* What you need to do *
If a line in the listing below includes the string "fields", pull it out.

* Entries supplied *

PR #5786, opened 2023-08-17
Suggest: fixes [DISCO-2564] - Store unknown records

tiftran:

  - Note:

### DIFF
--- a/components/suggest/src/db.rs
+++ b/components/suggest/src/db.rs
@@ -28,7 +28,7 @@ use crate::{
 pub const LAST_INGEST_META_KEY: &str = "last_quicksuggest_ingest";
 /// The metadata key whose value keeps track of records of suggestions
 /// that aren't parsable and which schema version it was first seen in.
-pub const UNKNOWN_RECORDS_META_KEY: &str = "unknown_records";
+pub const UNPARSABLE_RECORDS_META_KEY: &str = "unparsable_records";
 
 /// The database connection type.
 #[derive(Clone, Copy)]
@@ -383,32 +383,40 @@ impl<'a> SuggestDao<'a> {
         Ok(())
     }
 
-    /// Insert unknown record into the unknown records meta field.
-    pub fn put_unknown_record_id(&mut self, record_id: &SuggestRecordId) -> Result<()> {
-        let mut unknown_records = self
-            .get_meta::<UnparsableRecords>(UNKNOWN_RECORDS_META_KEY)?
+    /// Adds an entry for a Suggest Remote Settings record to the list of
+    /// unparsable records.
+    ///
+    /// This is used to note records that we don't understand how to parse and
+    /// ingest yet.
+    pub fn put_unparsable_record_id(&mut self, record_id: &SuggestRecordId) -> Result<()> {
+        let mut unparsable_records = self
+            .get_meta::<UnparsableRecords>(UNPARSABLE_RECORDS_META_KEY)?
             .unwrap_or_default();
-        unknown_records.0.insert(
+        unparsable_records.0.insert(
             record_id.as_str().to_string(),
             UnparsableRecord {
                 schema_version: VERSION,
             },
         );
-        self.put_meta(UNKNOWN_RECORDS_META_KEY, unknown_records)?;
+        self.put_meta(UNPARSABLE_RECORDS_META_KEY, unparsable_records)?;
         Ok(())
     }
 
-    /// Remove the record id from the unknown records meta field.
-    pub fn drop_unknown_record_id(&mut self, record_id: &SuggestRecordId) -> Result<()> {
-        let Some(mut unknown_records) =
-            self.get_meta::<UnparsableRecords>(UNKNOWN_RECORDS_META_KEY)?
+    /// Removes an entry for a Suggest Remote Settings record from the list of
+    /// unparsable records. Does nothing if the record was not previously marked
+    /// as unparsable.
+    ///
+    /// This indicates that we now understand how to parse and ingest the
+    /// record, or that the record was deleted.
+    pub fn drop_unparsable_record_id(&mut self, record_id: &SuggestRecordId) -> Result<()> {
+        let Some(mut unparsable_records) =
+            self.get_meta::<UnparsableRecords>(UNPARSABLE_RECORDS_META_KEY)?
         else {
-            // We don't have any unknown record IDs, so nothing to drop.
             return Ok(());
         };
-        if unknown_records.0.remove(record_id.as_str()).is_none() {
+        if unparsable_records.0.remove(record_id.as_str()).is_none() {
             return Ok(());
         };
-        self.put_meta(UNKNOWN_RECORDS_META_KEY, unknown_records)
+        self.put_meta(UNPARSABLE_RECORDS_META_KEY, unparsable_records)
     }
 }
--- a/components/suggest/src/db.rs
+++ b/components/suggest/src/db.rs
@@ -18,13 +18,17 @@ use crate::{
     keyword::full_keyword,
     provider::SuggestionProvider,
     rs::{DownloadedAmpWikipediaSuggestion, SuggestRecordId},
-    schema::SuggestConnectionInitializer,
+    schema::{SuggestConnectionInitializer, VERSION},
+    store::{UnparsableRecord, UnparsableRecords},
     Result, Suggestion,
 };
 
 /// The metadata key whose value is the timestamp of the last record ingested
 /// from the Suggest Remote Settings collection.
 pub const LAST_INGEST_META_KEY: &str = "last_quicksuggest_ingest";
+/// The metadata key whose value keeps track of records of suggestions
+/// that aren't parsable and which schema version it was first seen in.
+pub const UNKNOWN_RECORDS_META_KEY: &str = "unknown_records";
 
 /// The database connection type.
 #[derive(Clone, Copy)]
@@ -364,5 +368,47 @@ impl<'a> SuggestDao<'a> {
             named_params! { ":key": key, ":value": value },
         )?;
         Ok(())
+    }
+
+    /// Updates the last ingest timestamp if the given last modified time is
+    /// newer than the existing one recorded.
+    pub fn put_last_ingest_if_newer(&mut self, record_last_modified: u64) -> Result<()> {
+        let last_ingest = self
+            .get_meta::<u64>(LAST_INGEST_META_KEY)?
+            .unwrap_or_default();
+        if record_last_modified > last_ingest {
+            self.put_meta(LAST_INGEST_META_KEY, record_last_modified)?;
+        }
+
+        Ok(())
+    }
+
+    /// Insert unknown record into the unknown records meta field.
+    pub fn put_unknown_record_id(&mut self, record_id: &SuggestRecordId) -> Result<()> {
+        let mut unknown_records = self
+            .get_meta::<UnparsableRecords>(UNKNOWN_RECORDS_META_KEY)?
+            .unwrap_or_default();
+        unknown_records.0.insert(
+            record_id.as_str().to_string(),
+            UnparsableRecord {
+                schema_version: VERSION,
+            },
+        );
+        self.put_meta(UNKNOWN_RECORDS_META_KEY, unknown_records)?;
+        Ok(())
+    }
+
+    /// Remove the record id from the unknown records meta field.
+    pub fn drop_unknown_record_id(&mut self, record_id: &SuggestRecordId) -> Result<()> {
+        let Some(mut unknown_records) =
+            self.get_meta::<UnparsableRecords>(UNKNOWN_RECORDS_META_KEY)?
+        else {
+            // We don't have any unknown record IDs, so nothing to drop.
+            return Ok(());
+        };
+        if unknown_records.0.remove(record_id.as_str()).is_none() {
+            return Ok(());
+        };
+        self.put_meta(UNKNOWN_RECORDS_META_KEY, unknown_records)
     }
 }
--- a/components/suggest/src/store.rs
+++ b/components/suggest/src/store.rs
@@ -3,19 +3,33 @@
  * file, You can obtain one at http://mozilla.org/MPL/2.0/.
  */
 
-use std::path::{Path, PathBuf};
+use std::{
+    collections::BTreeMap,
+    path::{Path, PathBuf},
+};
 
 use once_cell::sync::OnceCell;
-use remote_settings::{self, GetItemsOptions, RemoteSettingsConfig, SortOrder};
+use remote_settings::{
+    self, GetItemsOptions, RemoteSettingsConfig, RemoteSettingsRecord, SortOrder,
+};
+use rusqlite::{
+    types::{FromSql, ToSqlOutput},
+    ToSql,
+};
+use serde::{Deserialize, Serialize};
 
 use crate::{
-    db::{ConnectionType, SuggestDb, LAST_INGEST_META_KEY},
+    db::{ConnectionType, SuggestDb, LAST_INGEST_META_KEY, UNKNOWN_RECORDS_META_KEY},
     rs::{
         SuggestAttachment, SuggestRecord, SuggestRecordId, SuggestRemoteSettingsClient,
         REMOTE_SETTINGS_COLLECTION, SUGGESTIONS_PER_ATTACHMENT,
     },
+    schema::VERSION,
     Result, SuggestApiResult, Suggestion, SuggestionQuery,
 };
+
+/// The chunk size used to request unparsable records.
+pub const UNPARSABLE_IDS_PER_REQUEST: usize = 150;
 
 /// The store is the entry point to the Suggest component. It incrementally
 /// downloads suggestions from the Remote Settings service, stores them in a
@@ -47,6 +61,35 @@ use crate::{
 ///    on the first launch.
 pub struct SuggestStore {
     inner: SuggestStoreInner<remote_settings::Client>,
+}
+
+/// For records that aren't currently parsable,
+/// the record ID and the schema version it's first seen in
+/// is recorded in the meta table using `UNKNOWN_RECORDS_META_KEY` as its key.
+/// On the first ingest after an upgrade, re-request those records from Remote Settings,
+/// and try to ingest them again.
+#[derive(Deserialize, Serialize, Default, Debug)]
+#[serde(transparent)]
+pub(crate) struct UnparsableRecords(pub BTreeMap<String, UnparsableRecord>);
+
+impl FromSql for UnparsableRecords {
+    fn column_result(value: rusqlite::types::ValueRef<'_>) -> rusqlite::types::FromSqlResult<Self> {
+        serde_json::from_str(value.as_str()?)
+            .map_err(|err| rusqlite::types::FromSqlError::Other(Box::new(err)))
+    }
+}
+
+impl ToSql for UnparsableRecords {
+    fn to_sql(&self) -> rusqlite::Result<rusqlite::types::ToSqlOutput<'_>> {
+        Ok(ToSqlOutput::from(serde_json::to_string(self).map_err(
+            |err| rusqlite::Error::ToSqlConversionFailure(Box::new(err)),
+        )?))
+    }
+}
+
+#[derive(Deserialize, Serialize, Debug)]
+pub(crate) struct UnparsableRecord {
+    pub schema_version: u32,
 }
 
 impl SuggestStore {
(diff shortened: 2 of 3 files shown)


components/suggest/src/store.rs
```diff
@@ -197,15 +235,23 @@ where
...
                 // We don't recognize this record's type, so we don't know how
-                // to ingest its suggestions. Skip to the next record.
-                writer.write(|dao| dao.put_meta(LAST_INGEST_META_KEY, record.last_modified))?;
+                // to ingest its suggestions. Record this in the meta table.
+                writer.write(|dao| {
+                    // TODO: Read `unknowns`, update JSON, and write it back
+                    dao.put_meta(LAST_INGEST_META_KEY, record.last_modified)?;
+                    let mut unknown_records = dao.get_meta::<UnparsableRecords>(UNKNOWN_RECORDS_META_KEY)?.unwrap_or_default();
+                    unknown_records.0.insert(record.id.clone(), UnparsableRecord{schema_version: VERSION});
+                    dao.put_meta(UNKNOWN_RECORDS_META_KEY, unknown_records)?;
```
ncloudioj, line 252: Potential concern: this would load/store `UnparsableRecords` from the meta table for every single unknown record observed. What do you think about stashing all the unknown records and storing them in bulk at the end of the ingestion?

components/suggest/src/store.rs
```diff
@@ -234,6 +280,15 @@ where
                         // attachment.
                         dao.insert_amp_wikipedia_suggestions(&record_id, attachment.suggestions())?;
 
+                        // Remove this `record.id` from unknowns, since we
+                        // understand it now.
+                        if let Some(mut unknown_records) =
+                            dao.get_meta::<UnparsableRecords>(UNKNOWN_RECORDS_META_KEY)?
```
ncloudioj, line 286: Likewise, the removal can be stashed and persisted once at the end.

components/suggest/src/store.rs
linabutler: Tif actually did it that way at first, and we chatted about the different approaches over Zoom! 😁

Storing the unknown record IDs in bulk at the end of the ingestion avoids the extra loads and stores—but risks losing the IDs if we're interrupted during ingestion. Interruptions might be for reasons outside of our control, like the OS terminating the background worker.

Since we're advancing the last ingest time after each attachment, and known records can be sandwiched between unknown ones, we could end up in a scenario where we advance the last ingest time past an unknown record, but get terminated before we can save that unknown record's ID at the end. At that point, we won't see the record again, until the next time it's changed in Remote Settings.

(We saw a version of this in Firefox Sync, where it "missed" changes because it advanced the "last sync" timestamp out of lockstep with updating the database).

One way we could work around that—and still store the unknown records in bulk—is to keep an SQLite transaction open for the entire ingestion. But I think that's tricky; we'd need to hold the transaction open while we do HTTP, and we'd lose progress on the entire ingestion if we were interrupted halfway through.

We considered using SQLite's [built-in `json_patch` function](https://www.sqlite.org/json1.html#jpatch) to update the `UNKNOWN_RECORDS_META_KEY`, or a separate table. Serde has [excellent performance](https://github.com/serde-rs/json-benchmark), though, on par with SQLite's JSON implementation, and it's a bit easier to work with Serde. A separate table could be a good option to explore if we find ourselves accumulating large numbers of unknown record IDs.

Does that track for you?

components/suggest/src/store.rs
```diff
@@ -48,6 +56,25 @@ use crate::{
...
+
+impl FromSql for UnparsableRecords {
+    fn column_result(value: rusqlite::types::ValueRef<'_>) -> rusqlite::types::FromSqlResult<Self> {
+        Ok(serde_json::from_str(value.as_str()?).unwrap())
+    }
+}
+
+impl ToSql for UnparsableRecords {
+    fn to_sql(&self) -> rusqlite::Result<rusqlite::types::ToSqlOutput<'_>> {
+        Ok(ToSqlOutput::from(serde_json::to_string(self).unwrap()))
```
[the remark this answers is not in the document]
linabutler: That suggestion actually looks perfect! ✨

components/suggest/src/store.rs
```diff
@@ -48,6 +56,25 @@ use crate::{
 pub struct SuggestStore {
     inner: SuggestStoreInner<remote_settings::Client>,
 }
+#[derive(Deserialize, Serialize, Default, Debug)]
+#[serde(transparent)]
+pub struct UnparsableRecords(BTreeMap<String, UnparsableRecord>);
+
+impl FromSql for UnparsableRecords {
+    fn column_result(value: rusqlite::types::ValueRef<'_>) -> rusqlite::types::FromSqlResult<Self> {
+        Ok(serde_json::from_str(value.as_str()?).unwrap())
```
linabutler, line 65: I might use a different error type here:

```suggestion
        serde_json::from_str(value.as_str()?)
            .map_err(|err| rusqlite::types::FromSqlError::Other(Box::new(err)))
```

...But yes, it's a great suggestion to avoid `unwrap` here! 😊

components/suggest/src/store.rs
ncloudioj: Of course, interruptions! I notice that `SuggestStoreInner::interrupt()` would only interrupt the reader, looks like the writer can also be interrupted by other means.

Yup, let's leave it as is since there are only a dozen of unknown records in production. We can revisit this later if needed.

components/suggest/src/store.rs
```diff
@@ -197,15 +235,23 @@ where
...
                 })?;
                 continue;
             }
             let Ok(fields) = serde_json::from_value(serde_json::Value::Object(record.fields.clone())) else {
                 // We don't recognize this record's type, so we don't know how
-                // to ingest its suggestions. Skip to the next record.
-                writer.write(|dao| dao.put_meta(LAST_INGEST_META_KEY, record.last_modified))?;
+                // to ingest its suggestions. Record this in the meta table.
+                writer.write(|dao| {
+                    // TODO: Read `unknowns`, update JSON, and write it back
```
ncloudioj, line 248:
```suggestion

```

components/suggest/src/store.rs
```diff
@@ -253,12 +308,20 @@ where
                     writer.write(|dao| {
                         dao.put_icon(icon_id, &data)?;
                         dao.put_meta(LAST_INGEST_META_KEY, record.last_modified)?;
+                        // Remove this `record.id` from unknowns, since we
+                        // understand it now.
+                        if let Some(mut unknown_records) =
```
ncloudioj, line 313: A couple of notes:
- This removal block was used by both arms of the match, looks like we can take them out and do it once
- It doesn't need to update the meta table if `record.id` is not in the map
- Optionally, I think we can only load `UNKNOWN_RECORDS_META_KEY` once out of the loop and mutate it as we go. Need to add `Clone` trait to both `UnparsableRecords` and `UnparsableRecord`, so feel free to disregard this if you mind the extra complexity

It will look like this:

```rs
        // Load unknown records from db once
        let mut unknown_records = writer.read(|dao| {
            dao.get_meta::<UnparsableRecords>(UNKNOWN_RECORDS_META_KEY)
        })?.unwrap_or_default();

        for record in &records {
            let record_id = SuggestRecordId::from(&record.id);
            ...
            let Ok(fields) = serde_json::from_value(serde_json::Value::Object(record.fields.clone())) else {
                // We don't recognize this record's type, so we don't know how
                // to ingest its suggestions. Record this in the meta table.
                unknown_records.0.insert(record.id.clone(), UnparsableRecord{schema_version: VERSION});
                let clone = unknown_records.clone();
                writer.write(|dao| {
                    dao.put_meta(LAST_INGEST_META_KEY, record.last_modified)?;
                    dao.put_meta(UNKNOWN_RECORDS_META_KEY, clone)?;
                    Ok(())
                })?;
                continue;
            };
            match fields {
                // Will do the removal below.
            }
            
            // Drop from unknown records if needed. 
            if unknown_records.0.remove(&record.id).is_some() {
                let clone = unknown_records.clone();
                writer.write(|dao| {
                    dao.put_meta(UNKNOWN_RECORDS_META_KEY, clone)?;
                    Ok(())
                })?;
            }
```

linabutler: Oooh, I definitely agree about the duplication—I might suggest fixing that by moving the read-write-update logic to a pair of methods on `SuggestDao`, though—`put_unknown_record_id` and `delete_unknown_record_id`?—instead of DRYing it out here.

There's a super subtle difference in the way that we're doing it now, and your example. We're reading, updating, and writing `UNKNOWN_RECORDS_META_KEY` inside the `writer.write` block. That matches how SQLite's `json_patch` would work if we were using it, but, more importantly, it ensures that the update happens atomically in a transaction, so concurrent writes to `moz_meta` won't race.

Hoisting the load of `UNKNOWN_RECORDS_META_KEY` out of the loop is generally a little dangerous—we'd read it outside of a transaction, and then periodically write the mutated in-memory state in a transaction, so concurrent ingests could race to update the column. We don't expect concurrent calls to `ingest()`, but I like to be defensive about them 😅

components/suggest/src/store.rs
linabutler: Sounds good! Yeah, between crashes, the user quitting the app, and the OS stopping background work—especially on mobile—there are lots of ways of being interrupted that we can't control.

components/suggest/src/store.rs
ncloudioj: Yup yup, loading/mutating the map in memory definitely requires (implicitly) the single-writer semantics, which is a big assumption to make. So your proposal makes a lot sense to me.

Is it possible to drop a record id that is not in the map? I didn't fully check the code path, so I just assumed "everything is possible", meaning that we don't need to write the map back if the `map.remove()` returns `None`.

linabutler: > we don't need to write the map back if the `map.remove()` returns `None`.

Oh, nice catch! Yes, we can definitely avoid the write-back if `map.remove()` returns `None`.

components/suggest/src/db.rs
```diff
@@ -365,4 +369,29 @@ impl<'a> SuggestDao<'a> {
         )?;
         Ok(())
     }
+    pub fn put_unknown_record_id(&mut self, record_id: &SuggestRecordId) -> Result<()> {
```
linabutler, line 372:
```suggestion

    pub fn put_unknown_record_id(&mut self, record_id: &SuggestRecordId) -> Result<()> {
```

components/suggest/src/store.rs
```diff
@@ -49,6 +57,35 @@ pub struct SuggestStore {
...
+        Ok(ToSqlOutput::from(serde_json::to_string(self).map_err(
+            |err| rusqlite::Error::ToSqlConversionFailure(Box::new(err)),
+        )?))
+    }
+}
+
+#[derive(Deserialize, Serialize, Debug)]
+pub struct UnparsableRecord {
+    pub(crate) schema_version: u32,
+}
```
linabutler, line 87:
```suggestion
pub(crate) struct UnparsableRecord {
    pub schema_version: u32,
}
```

nitpick: I like to mark crate-internal types as `pub(crate)`, so that it's a bit easier to tell what's exposed to consumers, and what's part of the crate's implementation.

For fields and methods _within_ a `pub(crate)` type, though, I usually go with `pub`—Rust won't let `pub(crate)` types leak outside of the crate, so it's OK to use a more permissive (and shorter! 😊) visibility specifier for its fields.

components/suggest/src/store.rs
```diff
@@ -176,6 +213,17 @@ where
             // was interrupted, we'll pick up where we left off.
             options.gt("last_modified", last_ingest.to_string());
         }
+
+        if let Some(unknown_records) =
+            writer.read(|dao| dao.get_meta::<UnparsableRecords>(UNKNOWN_RECORDS_META_KEY))?
+        {
+            for (record_id, unparasble_record) in unknown_records.0 {
+                if unparasble_record.schema_version < VERSION {
```
linabutler, line 221:
```suggestion
            for (record_id, unparsable_record) in unknown_records.0 {
                if unparsable_record.schema_version < VERSION {
```

components/suggest/src/store.rs
```diff
@@ -176,6 +213,17 @@ where
...
+                    options.eq("id", record_id);
```
linabutler, line 222: issue (blocking): Hmmm, unfortunately, I don't think this will do what we want 😞 Sorry I didn't catch this earlier!

From peeking at the [API docs](https://docs.kinto-storage.org/en/latest/api/1.x/filtering.html) and [code](https://github.com/Kinto/kinto/blob/6edf6453033e0106410fe1f8c70323b6fea2f2fe/kinto/core/resource/model.py#L108-L111), Kinto seems to always combine filters with `AND`.

So, if we have any unparsable records, these options will tell Kinto, "fetch all records with these unparsable IDs that also changed since the last ingest". But what we really want is "fetch all records with these unparsable IDs"—regardless of the last time they changed.

So I think we might need to make two requests for records: one to backfill the unparsable ones, and the second one for any that changed since the last ingest.

We'll process both sets of records in exactly the same way—so it might be worth factoring out the `for record in &records` loop into a separate method on the store—but I didn't see a way that we can request them all at once from Kinto.

linabutler (changes requested):
Almost there!

components/suggest/src/store.rs
linabutler: Another benefit of doing this in multiple requests: we might need to limit the number of IDs that we include in `options` for each request, so that we don't run over the URL length limit.

It's easy-ish to layer that on, though, once we have the request working! The flow of logic would change from something like this:

```rs
let all_unparsable_ids = unknown_records
    .0
    .iter()
    .filter(|(_, unparsable_record)| unparsable_record.schema_version < VERSION)
    .map(|(record_id, _)| record_id)
    .collect::<Vec<_>>();

let mut options = GetItemsOptions::new();
for record_id in all_unparsable_ids {
    options.eq("id", record_id);
}

// ... Make the request, and re-ingest all the records.
```

To this:

```rs
let all_unparsable_ids = unknown_records
    .0
    .iter()
    .filter(|(_, unparsable_record)| unparsable_record.schema_version < VERSION)
    .map(|(record_id, _)| record_id)
    .collect::<Vec<_>>();

for unparsable_ids in all_unparsable_ids.chunks(150) {
    let mut options = GetItemsOptions::new();
    for unparsable_id in unparsable_ids {
        options.eq("id", unparsable_id);
    }
    // ... Make the request, and re-ingest up to 150 of the unparsable records.
}
```

components/suggest/src/store.rs
tiftran: lol i really do suck at spelling 😓

components/suggest/src/db.rs
```diff
@@ -365,4 +369,42 @@ impl<'a> SuggestDao<'a> {
         )?;
         Ok(())
     }
+
+    /// update last ingest if record last modified is newer than the existing one recorded
```
linabutler, line 373: nitpick: Let's follow the [Rustdoc conventions](https://github.com/rust-lang/rfcs/blob/master/text/1574-more-api-documentation-conventions.md#appendix-a-full-conventions-text) for docstrings, and make this a complete sentence.

```suggestion
    /// Update the last ingest timestamp if the given last modified time is newer than the existing one recorded.
```

components/suggest/src/db.rs
```diff
@@ -365,4 +369,42 @@ impl<'a> SuggestDao<'a> {
...
+            .get_meta::<u64>(LAST_INGEST_META_KEY)?
+            .unwrap_or_default();
+        if record_last_modified > last_ingest {
+            self.put_meta(LAST_INGEST_META_KEY, record_last_modified)?;
+        }
+
+        Ok(())
+    }
+
+    /// insert unknown record into the unknown records meta field
```
linabutler, line 385: nitpick: Let's make this docstring a complete sentence, too, please.

linabutler, line 385: nitpick: Let's make this docstring a complete sentence, too, please.

components/suggest/src/db.rs
```diff
@@ -365,4 +369,42 @@ impl<'a> SuggestDao<'a> {
...
+            record_id.as_str().to_string(),
+            UnparsableRecord {
+                schema_version: VERSION,
+            },
+        );
+        self.put_meta(UNKNOWN_RECORDS_META_KEY, unknown_records)?;
+        Ok(())
+    }
+
+    pub fn drop_unknown_record_id(&mut self, record_id: &SuggestRecordId) -> Result<()> {
```
linabutler, line 400: nitpick: Docstring for this function, too, please.

components/suggest/src/store.rs
```diff
@@ -166,6 +206,29 @@ where
...
+        if let Some(unknown_records) =
+            writer.read(|dao| dao.get_meta::<UnparsableRecords>(UNKNOWN_RECORDS_META_KEY))?
+        {
+            let all_unparsable_ids = unknown_records
+                .0
+                .iter()
+                .filter(|(_, unparsable_record)| unparsable_record.schema_version < VERSION)
+                .map(|(record_id, _)| record_id)
+                .collect::<Vec<_>>();
+            for unparsable_ids in all_unparsable_ids.chunks(150) {
```
linabutler, line 218: suggestion: Let's put this `150` into a constant, please (and give it a docstring), so that our future selves aren't left wondering what it means. We could call it something like `UNPARSABLE_IDS_PER_REQUEST`—how does that sound to you?

components/suggest/src/store.rs
```diff
@@ -187,6 +251,12 @@ where
             .settings_client
             .get_records_with_options(&options)?
             .records;
+        self.ingest_records(records, writer)?;
+
+        Ok(())
+    }
+
+    fn ingest_records(&self, records: Vec<RemoteSettingsRecord>, writer: &SuggestDb) -> Result<()> {
```
linabutler, line 259: suggestion: This looks wonderful, thank you so much for factoring this out! 🚀 A couple of suggestions for the signature:

1. Let's flip the order of the arguments around, so that the writer comes first. In general, I like to order arguments in order of "specificity" (maybe there's a better word to describe that; it's the closest one I could think of! 😅)—first `self` (the store), then `writer` (that we got from the store, and that we need to ingest), then the `records` themselves. How does that sound to you?
2. I think we can take a `&[RemoteSettingsRecord]` instead of a `Vec<RemoteSettingsRecord>`. It doesn't look like this function needs an owning reference to the records—the first line does a `for record in &records`, so it immediately borrows it, anyway—and taking a slice would help clarify the ownership semantics. I think the conventions in Rust tend to be "take ownership if you need it, but borrow if you don't".

```suggestion
    fn ingest_records(&self, writer: &SuggestDb, records: &[RemoteSettingsRecord]) -> Result<()> {
```

components/suggest/src/store.rs
```diff
@@ -1567,7 +1651,198 @@ mod tests {
...
+            }]),
+        )?;
+
+        let store = unique_test_store(SnapshotSettingsClient::with_snapshot(snapshot));
+
+        store.ingest(SuggestIngestionConstraints::default())?;
+
+        store.dbs()?.reader.read(|dao| {
+            // Unknown records should still advance the last ingest time, but
+            // we don't try to store or ingest any suggestions from them.
```
linabutler, line 1722: We do now! 😁

```suggestion
```

components/suggest/src/store.rs
```diff
@@ -1567,7 +1651,198 @@ mod tests {
             // Unknown records should still advance the last ingest time, but
             // we don't try to store or ingest any suggestions from them.
```
linabutler, line 1652:
```suggestion
```

components/suggest/src/store.rs
```diff
@@ -1567,7 +1651,198 @@ mod tests {
...
+        store.dbs()?.writer.write(|dao| {
+            dao.put_meta(UNKNOWN_RECORDS_META_KEY, initial_data)?;
+            Ok(())
+        })?;
+
+        store.ingest(SuggestIngestionConstraints::default())?;
+
+        store.dbs()?.reader.read(|dao| {
+            // Unknown records should still advance the last ingest time, but
+            // we don't try to store or ingest any suggestions from them.
```
linabutler, line 1830:
```suggestion
```

components/suggest/src/store.rs
```diff
@@ -1567,7 +1651,198 @@ mod tests {
...
+                "title": "Los Pollos Hermanos - Albuquerque",
+                "url": "https://www.lph-nm.biz",
+                "icon": "5678",
+                "impression_url": "https://example.com/impression_url",
+                "click_url": "https://example.com/click_url",
+            }]),
+        )?;
+
+        let store = unique_test_store(SnapshotSettingsClient::with_snapshot(snapshot));
+        let mut initial_data = UnparsableRecords::default();
```
linabutler, line 1813: These are fantastic tests, thank you for adding them! 🏆

linabutler (dismissed):
One more quick round of suggestions and nits, and then this looks perfect for landing! Thanks @tiftran!

linabutler (approved):
Thanks so much, @tiftran, let's get this landed! 🚀

I pushed two more commits—they're small enough to where I didn't think it was worth another round of feedback, especially since you're at RustConf this week! 🦀

The first one is a find-and-replace that standardizes on the "unparsable records" terminology. We were using a mix of "unknown" and "unparsable" before, and I think "unparsable" is much more descriptive—and it avoids confusion of describing the same thing in two different ways.

The second bumps the schema version, which will make our consumers throw away their databases, and re-download all records again. Except this time, instead of silently ignoring any unparsable records, they'll store them in the meta table for re-ingestion.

* Exercise answer *
             let Ok(fields) = serde_json::from_value(serde_json::Value::Object(record.fields.clone())) else {
            let Ok(fields) = serde_json::from_value(serde_json::Value::Object(record.fields.clone())) else {
            match fields {
For fields and methods _within_ a `pub(crate)` type, though, I usually go with `pub`—Rust won't let `pub(crate)` types leak outside of the crate, so it's OK to use a more permissive (and shorter! 😊) visibility specifier for its fields.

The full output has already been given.